Genetics
Chromosome Structure and Function
- Chromosomes are located within each cell’s nucleus.
- Total of 46 chromosomes: 22 pairs & 2 sex chromosomes.
- Composed of:
- DNA
- RNA
- Polysaccharides and proteins
- Made up of 2 arms (P and Q).
- Arms separated by a constriction called a centromere.
| Gender | Sex Chromosomes |
|---|---|
| Male | XY |
| Female | XX |
- During meiosis (cell division that forms sex chromosomes):
- Male gives either an X or Y chromosome.
- Female can only give an X chromosome.
Cell Cycle
The cell cycle is relevant to non-sex cells (i.e., those that don’t contain sex chromosomes).
| Phase | Features |
|---|---|
| Interphase | Encompasses the whole cycle except Mitosis. G1, S, and G2 are part of it. |
| G0 | When a cell has left the cell cycle (not dividing). Neurons are permanently in G0. |
| G1 | Growth phase controlled by the p53 gene. Cells increase in size and prepare for synthesis. |
| S | DNA synthetic phase. Chromosomes divide into chromatids, still contained in one nucleus. |
| G2 | Growth phase 2. Cell grows post-synthesis, readying for mitosis. |
| M | Mitosis – cell division (not part of interphase). Chromatids are separated into different nuclei. Cell divides (cytokinesis). This is the shortest phase. |
DNA - Deoxyribonucleic Acid
- A gene is a sequence of DNA arranged in a particular order.
- Around 10,000 genes make up a human genome.
- DNA is composed of:
- Nitrogenous bases
- Phosphate group
- Sugar
- The base is the most important part as it contains the genetic information.
| Bases | Types |
|---|---|
| Pyrimadines | Thymine and Cytosine |
| Purines | Adenine and Guanine |
- Adenine is always bonded to Thymine and Guanine to Cytosine.
- DNA is arranged as a double helix.
- Hydrogen bonds between bases hold the chains together.
- Mitosis is the process whereby cells grow and divide.
Genes
- Made up of DNA sequences.
- They code for protein synthesis by transcription (templating of the DNA).

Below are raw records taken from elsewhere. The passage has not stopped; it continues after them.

PR #115, opened 2021-04-19
Update plot

alexmaragko:
Update plot function in base.py and run_pahfit script.
- Residuals panel added
- Errorbars with uncertainties added
- Tickmarks updated
M101_Nucleus_irs

### DIFF
--- a/pahfit/base.py
+++ b/pahfit/base.py
@@ -310,8 +310,8 @@ class PAHFITBase:
         ax = axs[1]
         ax.minorticks_on()
         ax.tick_params(which='both', right='on', top='on', direction='in')
-        ax.plot(x, res, color='k')
-        ax.axhline(0, linestyle='--', color='gray')
+        ax.axhline(0, linestyle='--', color='gray', zorder=0)
+        ax.plot(x, res, color='k', zorder=1)
 
         ax.set_ylim(-2 * std, 2 * std)
         ax.set_xlabel(r"$\lambda$ [$\mu m$]")
--- a/pahfit/base.py
+++ b/pahfit/base.py
@@ -262,7 +262,7 @@ class PAHFITBase:
         # spectrum and best fit model
         ax = axs[0]
         ax.minorticks_on()
-        ax.tick_params(which='both', top='on', direction='in')
+        ax.tick_params(which='both', right='on', top='on', direction='in')
         ax.plot(x, model(x) / x, "g-")
         ax.errorbar(x, y / x, yerr=yerr / x, 
                     fmt='o', markeredgecolor='k', markerfacecolor='none', 
--- a/pahfit/base.py
+++ b/pahfit/base.py
@@ -313,8 +313,6 @@ class PAHFITBase:
         ax.set_yscale("linear")
         ax.set_xscale("log")
 
-        fig.subplots_adjust(hspace=0)
-
     def save(self, obs_fit, filename, outform):
         """
         Save the model parameters to a user defined file format.
--- a/pahfit/base.py
+++ b/pahfit/base.py
@@ -311,7 +311,7 @@ class PAHFITBase:
         ax.minorticks_on()
         ax.tick_params(which='both', right='on', top='on', direction='in')
         ax.plot(x, res, color='k')
-        ax.hlines(0, linestyle='--', color='darkgray')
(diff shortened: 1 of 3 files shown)


karllark (commented):
Looks great.

I do wonder if the having the residual plot being a bit smaller (maybe height ratios of 3 to 1?) might be better.  

Also setting the default y-scale for the residuals to something other than min/max would be really nice.  Right now the very large noise at the edge of the wavelength range makes it hard to see the majority of the residuals.  Maybe compute the standard deviation of the residuals and then base the y-axis range to be +/- n*stddev where n would be 2 or 3?

alexmaragko:
> Looks great.
> 
> I do wonder if the having the residual plot being a bit smaller (maybe height ratios of 3 to 1?) might be better.
> 
> Also setting the default y-scale for the residuals to something other than min/max would be really nice. Right now the very large noise at the edge of the wavelength range makes it hard to see the majority of the residuals. Maybe compute the standard deviation of the residuals and then base the y-axis range to be +/- n*stddev where n would be 2 or 3?

That's a good suggestion. I'll work on those first chance.

alexmaragko:
M101_Nucleus_irs
- Height ratio set to 3:1
- ylim +/- 2*std of the residuals

ThomasSYLai:
@alexmaragko Thanks for adding this function! This can be very helpful. I have a small suggestion here. Perhaps adding a horizontal line with light color at residual=0 will help us better spot places with larger discrepancies.

alexmaragko:
Sure thing! By the way any idea why the codestyle test is failing? It states "pahfit --count --max-line-length=100" but I'm not sure where this is happening.

karllark:
> By the way any idea why the codestyle test is failing? It states "pahfit --count --max-line-length=100" but I'm not sure where this is happening.

The four lines above that state what lines have codestyle errors.

```
pahfit/base.py:271:28: E261 at least two spaces before inline comment
pahfit/base.py:313:29: E226 missing whitespace around arithmetic operator
pahfit/base.py:320:23: E226 missing whitespace around arithmetic operator
pahfit/base.py:320:30: E226 missing whitespace around arithmetic operator
```

karllark:
You can lookup the E??? values to learn the details.

alexmaragko:
M101_Nucleus_irs

pahfit/base.py
```diff
@@ -287,8 +300,24 @@ def plot(self, ax, x, y, model):
...
+        # residuals
+        res = (y - model(x)) / x
+        std = np.std(res)
+        ax = axs[1]
+        ax.minorticks_on()
+        ax.tick_params(which='both', right='on', top='on', direction='in')
+        ax.axhline(0, linestyle='--', color='gray', zorder=0)
+        ax.plot(x, res, color='k', zorder=1)
+
+        ax.set_ylim(-2 * std, 2 * std)
```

- The DNA template leaves the nucleus as messenger RNA (mRNA).
- In the cytoplasm, mRNA combines with other RNA molecules to form proteins on ribosomes (translation).
- Translating the DNA template into a protein.
- Genotype is the inherited genetic code that produces the phenotype (the physical appearance of the individual).
Chromosomal Abnormalities
- Due to duplication or absence of a whole chromosome or a structural problem with one specific chromosome.
| Type | Description | Examples |
|---|---|---|
| Monosomy | Loss of one whole chromosome. Survival only possible if the lost chromosome is a sex chromosome (X). Not possible if a non-sex chromosome (autosome) is lost. Patient is termed XO, hence can only be female. | Turner’s Syndrome |
| Trisomy | Addition of a whole chromosome. Most common is Trisomy 21 (Down syndrome). | Orthopaedic manifestations: Atlanto-axial instability, Increased SUFE risk, Hyper-laxity especially of patella. |
| Structural | May be point mutations, deletion of a large part of a chromosome, or inversion (flipping of a part of the chromosome). All cause incorrect DNA coding & altered expression in the phenotype. Autosomes or sex chromosomes may be affected. |
- Penetrance: The degree to which a genotype is expressed in the phenotype. It may be variable (e.g., in Marfan syndrome) and may be incomplete, meaning the genotype is not expressed at all in the phenotype.
Alleles
- A pair of genes at the same point on the paternal and maternal contribution of the chromosome; therefore, they come as a pair.
- When combined, they produce a particular trait.
- If the alleles are the same, the trait the gene expresses is homozygous.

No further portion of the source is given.